# TriStar Hunter Magnum, Over / Under, 12 Gauge



## mhammock (Nov 1, 2016)

has anyone had any experience with the TriStar Hunter Magnum, Over / Under, 12 Gauge or with OU turkey hunting at all? I like the idea of having two setups.

http://www.tristararms.com/products/3-12-mag/overunder/


----------



## WFL (Nov 1, 2016)

We had a few come in.  They had POA/POI problems. The auto loaders have been good.


----------



## mhammock (Nov 1, 2016)

really? any details? I am very interested in finding a good OU for turkey hunting.


----------



## WFL (Nov 2, 2016)

The thing with O/U you almost need to spend some money to get a good one.  Now that said the Yildiz has been a good low end O/U it just needs a recoil pad change to slow  the recoil down.  The Browning has been a good one but it getting up in the $$$.


----------



## Toddmann (Nov 20, 2016)

Here's my set up.

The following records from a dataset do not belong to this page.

PR #1529, opened 2018-04-26
Fixes handling of kill and unreachable ops in inlining.

### LINKED ISSUE #1527: Wrong  transformations for OpKill
For the following SPIR-V:

```llvm
               OpCapability Shader
               OpMemoryModel Logical GLSL450
               OpSource HLSL 600
               OpName %bb_entry "bb.entry"
               OpName %src_main "src.main"
               OpName %main "main"
       %void = OpTypeVoid
          %3 = OpTypeFunction %void
          %5 = OpLabel
          %6 = OpFunctionCall %void %src_main
               OpReturn
               OpFunctionEnd
   %src_main = OpFunction %void None %3
   %bb_entry = OpLabel
               OpKill
               OpFunctionEnd
```

spirv-opt --legalize-hlsl -O is turning it into

```llvm
               OpCapability Shader
               OpMemoryModel Logical GLSL450
               OpSource HLSL 600
               OpName %main "main"
       %void = OpTypeVoid
          %3 = OpTypeFunction %void
          %4 = OpLabel
               OpKill
               OpReturn
               OpFunctionEnd
```
which fails validation.

Originally reported by @Gaspard-- as https://github.com/Microsoft/DirectXShaderCompiler/issues/1250.

alan-baker:
Fixes #1527

* Adds handling for copying OpKill and OpUnreachable and forces the
generation of a new basic block
* Adds tests to check

### DIFF
--- a/source/opt/inline_pass.cpp
+++ b/source/opt/inline_pass.cpp
@@ -289,6 +289,16 @@ void InlinePass::GenInlineCode(
       case SpvOpVariable:
         // Already processed
         break;
+      case SpvOpUnreachable:
+      case SpvOpKill: {
+        // Generate a return label so that we split the block with the function
+        // call. Copy the terminator into the new block.
+        if (returnLabelId == 0) returnLabelId = this->TakeNextId();
+        std::unique_ptr<ir::Instruction> terminator(
+            new ir::Instruction(context(), cpi->opcode(), 0, 0, {}));
+        new_blk_ptr->AddInstruction(std::move(terminator));
+        break;
+      }
       case SpvOpLabel: {
         // If previous instruction was early return, insert branch
         // instruction to return block.
--- a/test/opt/inline_test.cpp
+++ b/test/opt/inline_test.cpp
@@ -2587,6 +2587,126 @@ TEST_F(InlineTest, SetParent) {
   }
 }
 
+#ifdef SPIRV_EFFCEE
+TEST_F(InlineTest, OpKill) {
+  const std::string text = R"(
+; CHECK: OpFunction
+; CHECK-NEXT: OpLabel
+; CHECK-NEXT: OpKill
+; CHECK-NEXT: OpLabel
+; CHECK-NEXT: OpReturn
+; CHECK-NEXT: OpFunctionEnd
+OpCapability Shader
+OpMemoryModel Logical GLSL450
+OpEntryPoint Fragment %main "main"
+%void = OpTypeVoid
+%voidfuncty = OpTypeFunction %void
+%main = OpFunction %void None %voidfuncty
+%1 = OpLabel
+%2 = OpFunctionCall %void %func
+OpReturn
+OpFunctionEnd
+%func = OpFunction %void None %voidfuncty
+%3 = OpLabel
+OpKill
+OpFunctionEnd
+)";
+
+  SinglePassRunAndMatch<opt::InlineExhaustivePass>(text, true);
+}
+
+TEST_F(InlineTest, OpKillWithTrailingInstructions) {
+  const std::string text = R"(
+; CHECK: OpFunction
+; CHECK-NEXT: OpLabel
+; CHECK-NEXT: [[var:%\w+]] = OpVariable
+; CHECK-NEXT: OpKill
+; CHECK-NEXT: OpLabel
+; CHECK-NEXT: OpStore [[var]]
+; CHECK-NEXT: OpReturn
+; CHECK-NEXT: OpFunctionEnd
+OpCapability Shader
+OpMemoryModel Logical GLSL450
+OpEntryPoint Fragment %main "main"
+%void = OpTypeVoid
+%bool = OpTypeBool
+%true = OpConstantTrue %bool
+%bool_func_ptr = OpTypePointer Function %bool
+%voidfuncty = OpTypeFunction %void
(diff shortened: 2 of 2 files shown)


source/opt/inline_pass.cpp
```diff
@@ -289,6 +289,16 @@ void InlinePass::GenInlineCode(
       case SpvOpVariable:
         // Already processed
         break;
+      case SpvOpUnreachable:
+      case SpvOpKill: {
+        // Generate a return label so that we split the block with the function
+        // call. Copy the terminator into the new block.
+        if (returnLabelId == 0) returnLabelId = this->TakeNextId();
+        std::unique_ptr<ir::Instruction> terminator(
+            new ir::Instruction(context(), cpi->opcode(), 0, 0, {}));
```
s-perron: This would be easier to read if you used the `clone` function in the instruction class.

greg-lunarg:
While I will be the first to admit that this logic is not the easiest to work with, it feels like there might be a way to avoid creating a new (dead) block with a similar amount of additional logic. Let me stare at the code a bit more.

greg-lunarg:
Actually, I think this solution may actually generate invalid SPIR-V. Consider the case where the called function contains a KILL but it is not the last instruction in the function before the OpFunctionEnd. Also this does not fix the case where the last instruction before the OpFunctionEnd is a non-Return terminator like OpBranch, which would also be a problem.

I do agree with your general solution, though. And yes, there is a potential to generate a dead block after the call but we will just have to rely on following passes to clean it up. Trying to avoid this would just be overly complicated.

Here is a solution that I think will work:

Start over.

Create a new boolean prevInstNonReturnTerminator. Initialize to false.

Also, at the beginning of the OpLabel case, prevInstNonReturnTerminator= false.

At the end of the default case, if the opcode is a terminator, prevInstNonReturnTerminator= true. We know it is not a Return because those are caught by their own cases.

Finally, at the beginning of the OpFunctionEnd case:

if (prevInstNonReturnTerminator && returnLabelId == 0) returnLabelId = this->TakeNextId();

If it is easier, I can just create my own pull request. Let me know how you want to proceed.

alan-baker:
I don't see the problems you're describing. Do you have a case that doesn't work?  I just tried one where the branch is the last instruction before the OpFunctionEnd and it seems ok.
```
               OpCapability Shader
               OpMemoryModel Logical GLSL450
       %void = OpTypeVoid
       %bool = OpTypeBool
       %true = OpConstantTrue %bool
          %5 = OpTypeFunction %void
%_ptr_Function_bool = OpTypePointer Function %bool
          %1 = OpFunction %void None %5
          %7 = OpLabel
          %8 = OpVariable %_ptr_Function_bool Function
          %9 = OpLoad %bool %8
         %10 = OpFunctionCall %void %11
               OpStore %8 %9
               OpReturn
               OpFunctionEnd
         %11 = OpFunction %void None %5
         %12 = OpLabel
               OpBranch %13
         %13 = OpLabel
               OpLoopMerge %14 %15 None
               OpBranch %16
         %16 = OpLabel
               OpKill
         %14 = OpLabel
               OpReturn
         %15 = OpLabel
               OpBranch %13
               OpFunctionEnd
```

Turns into (minus the inlined function):
```
               OpCapability Shader
               OpMemoryModel Logical GLSL450
       %void = OpTypeVoid
       %bool = OpTypeBool
       %true = OpConstantTrue %bool
          %5 = OpTypeFunction %void
%_ptr_Function_bool = OpTypePointer Function %bool
          %1 = OpFunction %void None %5
          %7 = OpLabel
          %8 = OpVariable %_ptr_Function_bool Function
          %9 = OpLoad %bool %8
               OpBranch %17
         %17 = OpLabel
               OpLoopMerge %18 %19 None
               OpBranch %20
         %20 = OpLabel
               OpKill
         %18 = OpLabel
               OpBranch %21
         %19 = OpLabel
               OpBranch %17
         %21 = OpLabel
               OpStore %8 %9
               OpReturn
               OpFunctionEnd
```

I can add this as a unit test.

dneto0:
@greg-lunarg : I seems to me your solution is functionally the same, but you're trying to frame it more generically.  There are only so many terminator instructions, and the only ones that "leave" the function are the returns, and Kill and Unreachable.   @alan-baker 's proposed change explicitly enumerates those in the big switch statement.   

It would possibly improve the MR if a comment were added to emphasize the generic reason *why* OpUnreachable and OpKill require this behaviour, and that therefore any potential future instruction that had the same property of "leaving" the CFG should also be treated similarly.

How about:

> Handle the case of a block terminator that does not transfer control to another block in the CFG.  Aside from OpReturn and OpReturnValue (handled elsewhere), only OpUnreachable and OpKill are like this.

greg-lunarg:
My apologies. Actually running the cases I was worried about revealed forgotten logic in the original code which covered those cases.

Given that, it seems the following similar but slightly simpler logic passes all the inlining tests:

Start over. Add the following at the beginning of the OpFunctionEnd case:

// If previous instruction was not return, we will need a label
if (!prevInstWasReturn && returnLabelId == 0)
  returnLabelId = this->TakeNextId();

greg-lunarg:
Take or leave as you wish.

alan-baker:
Rebased, squashed and submitted as 4246abdc74a18c60b49316d5d9863ca2be61127a

PR #1535, opened 2018-04-30
Disallow entries into a construct except through the header

### LINKED ISSUE #1281: Validator fails to identify invalid structured control flow
```
               OpCapability Shader
               OpMemoryModel Logical GLSL450
               OpSource GLSL 410
               OpName %main "main"
       %void = OpTypeVoid
          %3 = OpTypeFunction %void
        %int = OpTypeInt 32 1
%_ptr_Function_int = OpTypePointer Function %int
      %int_0 = OpConstant %int 0
      %int_2 = OpConstant %int 2
       %bool = OpTypeBool
      %int_5 = OpConstant %int 5
      %int_1 = OpConstant %int 1
          %5 = OpLabel
               OpBranch %10
         %10 = OpLabel
               OpBranch %14
         %14 = OpLabel
         %18 = OpSLessThan %bool %int_0 %int_2
               OpBranch %11
         %11 = OpLabel
         %21 = OpIEqual %bool %int_0 %int_5
               OpSelectionMerge %23 None
               OpBranchConditional %21 %22 %23
         %22 = OpLabel
               OpBranch %12
         %23 = OpLabel
               OpBranch %13
         %13 = OpLabel
         %27 = OpIAdd %int %int_0 %int_1
               OpBranch %29
         %29 = OpLabel
               OpBranch %31
         %31 = OpLabel
         %32 = OpSLessThan %bool %27 %int_2
               OpBranch %33
         %33 = OpLabel
         %34 = OpIEqual %bool %27 %int_5
               OpSelectionMerge %36 None
               OpBranchConditional %34 %35 %36
         %35 = OpLabel
               OpBranch %12
         %36 = OpLabel
               OpBranch %37
         %37 = OpLabel
         %38 = OpIAdd %int %27 %int_1
               OpBranch %12
         %12 = OpLabel
               OpReturn
               OpFunctionEnd
```

cfg

The validator succeeds for the given SPIR-V.

alan-baker:
Fixes #1281 

* Constructs can now produce a set of their blocks.
 * Uses block depth to help detect breaks and continues
* Validation check does not consider unreachable predecessors
* Fixed an invalid test in common uniform elim tests
* Added a test for the driving testcase
 * Difficult to produce tests for loop and continue constructs due to unreachability


alan-baker:
I will check CTS against this, but have not yet.

source/val/construct.cpp
```diff
@@ -64,4 +67,52 @@ const BasicBlock* Construct::exit_block() const { return exit_block_; }
 BasicBlock* Construct::exit_block() { return exit_block_; }
 
 void Construct::set_exit(BasicBlock* block) { exit_block_ = block; }
+
+Construct::ConstructBlockSet Construct::blocks(Function* function) const {
+  auto header = entry_block();
+  auto merge = exit_block();
```
s-perron: Since a precondition for this function is that the exit block is set, can we assert that `merge != nullptr`?  Or are asserts not done in the validator?

source/val/construct.cpp
```diff
@@ -13,10 +13,13 @@
 // limitations under the License.
 
 #include "val/construct.h"
+#include "val/function.h"
 
 #include <cassert>
 #include <cstddef>
+#include <unordered_set>
 
+#include <iostream>
```
s-perron: I don't think this include is needed.  If it is, group it with the group above it.

source/val/construct.cpp
alan-baker: Added an assert for header and merge.

source/val/basic_block.h
```diff
@@ -205,7 +205,7 @@ class BasicBlock {
   std::vector<BasicBlock*> successors_;
 
   /// The type of the block
-  std::bitset<kBlockTypeCOUNT - 1> type_;
+  std::bitset<kBlockTypeCOUNT> type_;
```
dneto0: That must have been painful to find....

source/val/construct.cpp
```diff
@@ -64,4 +66,53 @@ const BasicBlock* Construct::exit_block() const { return exit_block_; }
 BasicBlock* Construct::exit_block() { return exit_block_; }
 
 void Construct::set_exit(BasicBlock* block) { exit_block_ = block; }
+
+Construct::ConstructBlockSet Construct::blocks(Function* function) const {
+  auto header = entry_block();
+  auto merge = exit_block();
+  assert(header && merge);
```
dneto0: It's a little thing, but I would have done two asserts, so it's easier to see what the failure was: missing header? or missing merge.

Not a request to change this.

source/val/construct.h
```diff
@@ -91,6 +101,12 @@ class Construct {
     return type_ == ConstructType::kLoop || type_ == ConstructType::kSelection;
   }
 
+  using ConstructBlockSet = std::set<BasicBlock*, less_than_id>;
+
+  // Returns the basic blocks in this construct. This function should not
+  // be called before the exit block is set.
```
dneto0: Also requires dominators to have been computed.  That's because it relies on Function::GetBlockDepth

source/val/construct.cpp
```diff
@@ -64,4 +66,53 @@ const BasicBlock* Construct::exit_block() const { return exit_block_; }
...
+      // Entered a corresponding construct.
+      continue;
+    }
+
+    int block_depth = function->GetBlockDepth(block);
+    if (block_depth < header_depth) {
+      // Broke to outer construct.
+      continue;
+    }
+    if (block_depth == header_depth && type() == ConstructType::kSelection &&
```
dneto0: I'm a bit fuzzy why you check for kSelection here.   Could use a comment.

test/val/val_cfg_test.cpp
```diff
@@ -1423,6 +1423,33 @@ TEST_F(ValidateCFG, OpReturnInNonVoidFunc) {
           "OpReturn can only be called from a function with void return type"));
 }
```
dneto0: Please add a test case which branches into a loop construct (bypassing the header).

dneto0:
Also, thanks for your patience in waiting for my review.
Please rebase against master.

test/val/val_cfg_test.cpp
alan-baker: I'm not sure this can be done with the implementation of the validator. When restricted to reachable blocks every case I try runs afoul of backedge rules. Branching around the header is no good because it prevents blocks from being part of the loop construct. Branching back into the loop is an extra backedge. Continuing into the middle of the loop construct is caught already.

dneto0: Ok.  Sounds good to me.

source/validate_cfg.cpp
```diff
@@ -242,6 +242,25 @@ spv_result_t StructuredControlFlowChecks(
                    _.getIdName(merge->id()), "is not post dominated by");
       }
     }
+
+    // Check that for all non-header blocks, all predecessors are within this
+    // construct.
+    Construct::ConstructBlockSet construct_blocks = construct.blocks(function);
```
dneto0: This constructs the block list for each construct, which will traverse all the blocks in the nested constructs as well.
There's a potential for somewhat pathological behaviour (quadratic?) but dependent heavily on construct nesting depth.
I think this is ok and alternatives would involve state (memoization).
Ok for now.

dneto0:
The AppVeyor failure looks to be spurious.   I think this is ok to merge.

PR #1537, opened 2018-04-30
Fold divide and multiply by same value.

### LINKED ISSUE #1531: Fold multiply and divide by same value.
We are not folding the following code:

```
         %75 = OpFDiv %v2float %73 %74
         %76 = OpFMul %v2float %75 %74
```

This is leaving lots of unnecessary code around.

s-perron:
We want to fold code like (x*y)/x and other permutations of this.

Fixes #1531.

### DIFF
--- a/source/opt/folding_rules.cpp
+++ b/source/opt/folding_rules.cpp
@@ -619,18 +619,36 @@ FoldingRule MergeMulMulArithmetic() {
 // 2 * (2 / x) = 4 / x
 // (x / 2) * 2 = x * 1
 // (2 / x) * 2 = 4 / x
+// (y / x) * x = y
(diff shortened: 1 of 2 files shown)


s-perron:
According to https://www.khronos.org/registry/vulkan/specs/1.0/html/vkspec.html#spirvenv

The Nan is not a problem because of the line "NaNs may not be generated. Instructions that operate on a NaN may not result in a NaN."

The denorms might be an issue.  There is some wiggle room because it says "Any denormalized value input into a shader or potentially generated by any instruction in a shader may be flushed to 0."  This indicates (but does not formally allow) a lack of precision when dealing with denorms.  We can try to get clarification on this.

PR #2117, opened 2018-11-26
Add validation for OpArrayLength.

s-perron:
The validation rules for OpArrayLength are not checked by the validator.
This with add them.

Fixes https://crbug.com/907451.

### DIFF
--- a/test/val/val_memory_test.cpp
+++ b/test/val/val_memory_test.cpp
@@ -543,6 +543,300 @@ OpFunctionEnd
           "%5 = OpVariable %_ptr_Input_float Input %float_1\n"));
 }
 
+TEST_F(ValidateMemory, ArrayLenCorrectResultType) {
+  std::string spirv = R"(
+               OpCapability Shader
+               OpMemoryModel Logical GLSL450
+               OpEntryPoint Fragment %1 "main"
+               OpExecutionMode %1 OriginUpperLeft
+       %void = OpTypeVoid
+          %3 = OpTypeFunction %void
+      %float = OpTypeFloat 32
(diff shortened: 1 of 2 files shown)


test/val/val_memory_test.cpp
```diff
@@ -543,6 +543,300 @@ OpFunctionEnd
...
+       %void = OpTypeVoid
+          %3 = OpTypeFunction %void
+      %float = OpTypeFloat 32
+     %uint = OpTypeInt 32 0
+%_runtimearr_float = OpTypeRuntimeArray %float
+  %_struct_7 = OpTypeStruct %_runtimearr_float
+%_ptr_Function__struct_7 = OpTypePointer Function %_struct_7
+          %1 = OpFunction %void None %3
+          %9 = OpLabel
+         %10 = OpVariable %_ptr_Function__struct_7 Function
```
alan-baker: This is invalid in Vulkan, though we don't have a check for it yet. Suggest not using the vulkan environment. Same for subsequent tests.

From the Vulkan spec:
> OpTypeRuntimeArray must only be used for:
> * the last member of an OpTypeStruct that is in the StorageBuffer storage class decorated as Block, or that is in the Uniform storage class decorated as BufferBlock.
> * If the RuntimeDescriptorArrayEXT capability is supported, an array of variables with storage class Uniform, StorageBuffer, or UniformConstant, or for the outermost dimension of an array of arrays of such variables.

s-perron: Done.

alan-baker:
Did you file a glslang issue for the test failures?

PR #2119, opened 2018-11-26
Ensure that imported extended instructions for WebGPU are only "GLSL.std.450"

### LINKED ISSUE #2059: Validate OpExtInstImport for WebGPU

> All extended instruction sets declared by OpExtInstImport must be one of the following:
>"GLSL.std.450"

zoddicus:
Fixes #2059

### DIFF
--- a/source/val/validate_instruction.cpp
+++ b/source/val/validate_instruction.cpp
@@ -449,6 +449,17 @@ spv_result_t InstructionPass(ValidationState_t& _, const Instruction* inst) {
     CheckIfKnownExtension(_, inst);
   } else if (opcode == SpvOpCapability) {
     _.RegisterCapability(inst->GetOperandAs<SpvCapability>(0));
+  } else if (opcode == SpvOpExtInstImport) {
+    if (spvIsWebGPUEnv(_.context()->target_env)) {
+      const auto name_id = 1;
+      const std::string name(reinterpret_cast<const char*>(
+          inst->words().data() + inst->operands()[name_id].offset));
+      if (name != "GLSL.std.450") {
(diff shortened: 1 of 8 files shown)


source/val/validate_instruction.cpp
```diff
@@ -449,6 +449,17 @@ spv_result_t InstructionPass(ValidationState_t& _, const Instruction* inst) {
     CheckIfKnownExtension(_, inst);
   } else if (opcode == SpvOpCapability) {
     _.RegisterCapability(inst->GetOperandAs<SpvCapability>(0));
+  } else if (opcode == SpvOpExtInstImport) {
```
alan-baker: I would prefer this get into a new file, validate_extensions.cpp, and get invoked as ExtensionsPass between annotation and mode checks.

zoddicus: There is a validate_ext_inst.cpp that implements ExtInstPass. Should I add this code there instead of adding a new file and pass function?

zoddicus: Though on second look, it looks more like it is dealing with the specific calls into extension as opposed to the import.

zoddicus: Done

zoddicus:
Moved things to be name ExtInstImport based instead of Extensions based, since that is what is specifically being tested.

alan-baker:
I should have clarified how I envision the structure. Where possible I want instruction checks to be match specification sections. OpExtInstImport is within the Extensions sections of instructions so validate_extensions.cpp. We can leave a refactor of actual extended instructions for later.

You forgot to add the new file to the Android.mk

zoddicus:
Created issue #2123 to track the refactor.

PR #2129, opened 2018-11-28
Fixup BUILD.gn file

dj2:


dj2:
TBR'ing to fix the chrome roll. Has no impact on other code.

PR #2131, opened 2018-11-28
Merge two implementations of ValidateExecutionScope

zoddicus:


Android.mk
```diff
@@ -66,6 +66,7 @@ SPVTOOLS_SRC_FILES := \
 		source/val/validate_logicals.cpp \
 		source/val/validate_non_uniform.cpp \
 		source/val/validate_primitives.cpp \
+		source/val/validate_scopes.cpp \
```
dj2: BUILD.gn?

zoddicus: Done.

PR #2132, opened 2018-11-29
Merging two ValidateMemoryScope implementations

### LINKED ISSUE #2125: Merge multiple scope validator functions
There appears to be multiple implementations of ValidateMemoryScope, and ValidateExecutionScope local to specific validator files. These should be unified into a single canonical implementation for each scope type.

zoddicus:
Fixes #2125

### DIFF
--- a/source/val/validate_scopes.cpp
+++ b/source/val/validate_scopes.cpp
@@ -100,5 +100,56 @@ spv_result_t ValidateExecutionScope(ValidationState_t& _,
   return SPV_SUCCESS;
 }
 
+spv_result_t ValidateMemoryScope(ValidationState_t& _, const Instruction* inst,
+                                 uint32_t scope) {
+  const SpvOp opcode = inst->opcode();
+  bool is_int32 = false, is_const_int32 = false;
+  uint32_t value = 0;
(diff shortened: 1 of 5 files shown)


source/val/validate_scopes.cpp
```diff
@@ -100,5 +100,56 @@ spv_result_t ValidateExecutionScope(ValidationState_t& _,
   return SPV_SUCCESS;
 }
 
+spv_result_t ValidateMemoryScope(ValidationState_t& _, const Instruction* inst,
+                                 uint32_t scope) {
+  const SpvOp opcode = inst->opcode();
+  bool is_int32 = false, is_const_int32 = false;
+  uint32_t value = 0;
+  std::tie(is_int32, is_const_int32, value) = _.EvalInt32IfConst(scope);
```
alan-baker: EvalInt32IfConst returns that the value is constant for OpSpecConstant* opcodes. In that case, the value it returns is not reliable. In the worst case we reinterpret an opcode from an OpSpecConstantOp as a value. In other cases we interpret the default value as the real value. Both of these are wrong. I've filed #2133 to address this, since your PR doesn't make it any worse.

Issue #2005, opened 2018-10-23
Validate Vulkan PushConstant variables


alan-baker:
Variables in PushConstant storage class must:
* be a struct or array of structs
* decorated with `Block`
* be laid out explicitly (`Offset`, `ArrayStride` and `MatrixStride` decorations)

alan-baker:
Fixed via #2140

PR #2140, opened 2018-11-30
Validate PushConstants annotation and type

ale64bit:
Check that PushConstant OpVariable is identified by Block decoration and type is struct or array of structs.

### DIFF
--- a/source/val/validate_decorations.cpp
+++ b/source/val/validate_decorations.cpp
@@ -796,12 +796,15 @@ spv_result_t CheckDecorationsOfBuffers(ValidationState_t& vstate) {
         ComputeMemberConstraintsForStruct(&constraints, id, LayoutConstraints(),
                                           vstate);
 
-        if (push_constant && !hasDecoration(id, SpvDecorationBlock, vstate)) {
-          return vstate.diag(SPV_ERROR_INVALID_ID, vstate.FindDef(id))
-                 << "PushConstant id '" << id
-                 << "' is missing Block decoration.\n"
-                 << "From Vulkan spec, section 14.5.1:\n"
-                 << "Such variables must be identified with a Block decoration";
+        // Vulkan 14.5.1: Check Block annotation for PushConstant variables.
+        if (spvIsVulkanEnv(vstate.context()->target_env)) {
+          if (push_constant && !hasDecoration(id, SpvDecorationBlock, vstate)) {
+            return vstate.diag(SPV_ERROR_INVALID_ID, vstate.FindDef(id))
+                << "PushConstant id '" << id
+                << "' is missing Block decoration.\n"
+                << "From Vulkan spec, section 14.5.1:\n"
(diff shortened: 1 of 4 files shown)


alan-baker:
Addresses #2005

source/val/validate_decorations.cpp
```diff
@@ -795,6 +795,15 @@ spv_result_t CheckDecorationsOfBuffers(ValidationState_t& vstate) {
         MemberConstraints constraints;
         ComputeMemberConstraintsForStruct(&constraints, id, LayoutConstraints(),
                                           vstate);
+
+        if (push_constant && !hasDecoration(id, SpvDecorationBlock, vstate)) {
```
alan-baker: This check should also be gated by `spvIsVulkanEnv(vstate.context()->target_env)`. It does not apply generally to SPIR-V.

source/val/validate_memory.cpp
```diff
@@ -405,6 +405,17 @@ spv_result_t ValidateVariable(ValidationState_t& _, const Instruction* inst) {
                << "must be typed as OpTypeStruct, or an array of this type";
       }
     }
+
+    if (storage_class == SpvStorageClassPushConstant) {
```
alan-baker: Same here for the environment.

test/val/val_decoration_test.cpp
```diff
@@ -2219,6 +2219,38 @@ TEST_F(ValidateDecorations,
           "rules: member 1 at offset 4 is not aligned to 16"));
 }
 
+TEST_F(ValidateDecorations, PushConstantMissingBlockVulkanBad) {
```
alan-baker: This test should succeed with a universal environment. Please modify this test to use the Vulkan environment and add a new test for the universal environment.

test/val/val_memory_test.cpp
```diff
@@ -838,6 +838,34 @@ TEST_F(ValidateMemory, ArrayLenIndexNotPointerToStruct) {
           "The Struture's type in OpArrayLength <id> '12' must be a pointer to "
           "an OpTypeStruct.\n  %12 = OpArrayLength %uint %11 0\n"));
 }
+
+TEST_F(ValidateMemory, VulkanPushConstantNotStructBad) {
```
alan-baker: Similar treatment here. Add a passing version in the universal environment.

source/val/validate_memory.cpp
ale64bit: Isn't this already gated above?
https://github.com/KhronosGroup/SPIRV-Tools/blob/70fdd2e3a0bc71918a1d34a31584077279557890/source/val/validate_memory.cpp#L377

I added a comment and reorganized according to the spec, if that helps.

ale64bit:
PTAL

alan-baker:
Filed https://github.com/KhronosGroup/glslang/issues/1609 for the invalid glslang test this check exposes.

PR #2146, opened 2018-11-30
Validate uses of ids defined in unreachable blocks.

### LINKED ISSUE #2143: Validator does not complain about id used indifferent function than its definition.
Somehow OpUnreachable is causing the validator to accept the following code:

```
              OpCapability Shader
               OpMemoryModel Logical GLSL450
       %void = OpTypeVoid
          %5 = OpTypeFunction %void
      %float = OpTypeFloat 32
         %12 = OpTypeFunction %float
          %1 = OpFunction %void None %5
         %14 = OpLabel
         %18 = OpFunctionCall %float %19
               OpUnreachable
               OpFunctionEnd
         %19 = OpFunction %float None %12
         %21 = OpLabel
               OpReturnValue %18
               OpFunctionEnd
```

If we change the OpUnreachable to OpReturn, then the validator will complain that the definition of %18 does not dominate all of its uses. 

Fixes https://crbug.com/906329

s-perron:
For some reason we do not make sure the uses of ids that are defined
in unreachable blocks are dominated by their def.  This is causing
invalid code to pass the validator.

Fixes #2143

### DIFF
--- a/source/val/validate_id.cpp
+++ b/source/val/validate_id.cpp
@@ -65,7 +65,6 @@ spv_result_t CheckIdDefinitionDominateUse(ValidationState_t& _) {
     if (inst.id() == 0) continue;
     if (const Function* func = inst.function()) {
       if (const BasicBlock* block = inst.block()) {
-        if (!block->reachable()) continue;
         // If the Id is defined within a block then make sure all references to
         // that Id appear in a blocks that are dominated by the defining block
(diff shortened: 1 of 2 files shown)


s-perron:
I don't know why it was it was skipped, but I added a bunch of tests that I thought this change could affect.  They all work as they should.  Let me know if there are most thing I should try.

PR #2151, opened 2018-12-01
Check binding annotations in resource variables

### LINKED ISSUE #2007: Vulkan Resource variables require bindings
In Vulkan, all variables in Uniform, UniformConstant and StorageBuffer storage classes require `DescriptorSet` and `Binding` decorations.

ale64bit:
Fixes #2007


alan-baker:
The smoketest has a ton of failures. They look like cases of compilers not annotating descriptor set or binding as appropriate.

PR #2152, opened 2018-12-03
Fixup BUILD.gn from addtion of upgrade_memory_model

dj2:


dj2:
TBR=@alan-baker to unblock the Chrome roll.

alan-baker:
Sorry about that. I always forget the BUILD.gn.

Rem SPR310 20ga. Both barrels POA=POI. Set up to shoot lead #6 bottom barrel and HTL top barrel. Gun was $325 used and $20 for paint and stencil. I hear pretty good things about the  Yildiz O/U.


----------



## Steve Roberts (Nov 22, 2016)

This is a Savage Stevens 555 20 Ga. I shoot the old Remington Hevi Shot 7 1/2's in the bottom barrel, and tss #9 shot in the top barrel. The bottom barrel is spot on at 30 yards with the top barrel sighted in at 40 yards,and has a more open choke for close shots. The gun looks alot like the Yildiz O/U, and both are made in Turkey. I have a Tristar EX Hunter 16 Ga and the bottom barrel shoots 12" low at 30 yards with the top barrel sighted in at 40 yards.


----------



## hawglips (Nov 25, 2016)

I've got a Yildiz .410 and a CZ 28 ga O/U.  I shoot TSS out of them.  On both guns the top barrel shoots dead on, the bottom a little low. Since I use the top barrel for long shots and a tighter choke, and the bottom for close in shot with a more open choke, it isn't an issue.


----------



## alphachief (Dec 28, 2016)

I had one for duck hunting because I didn't want to drag my Citori out to the rice fields.  Shot a few turkey with it as well and never had a problem with it.


----------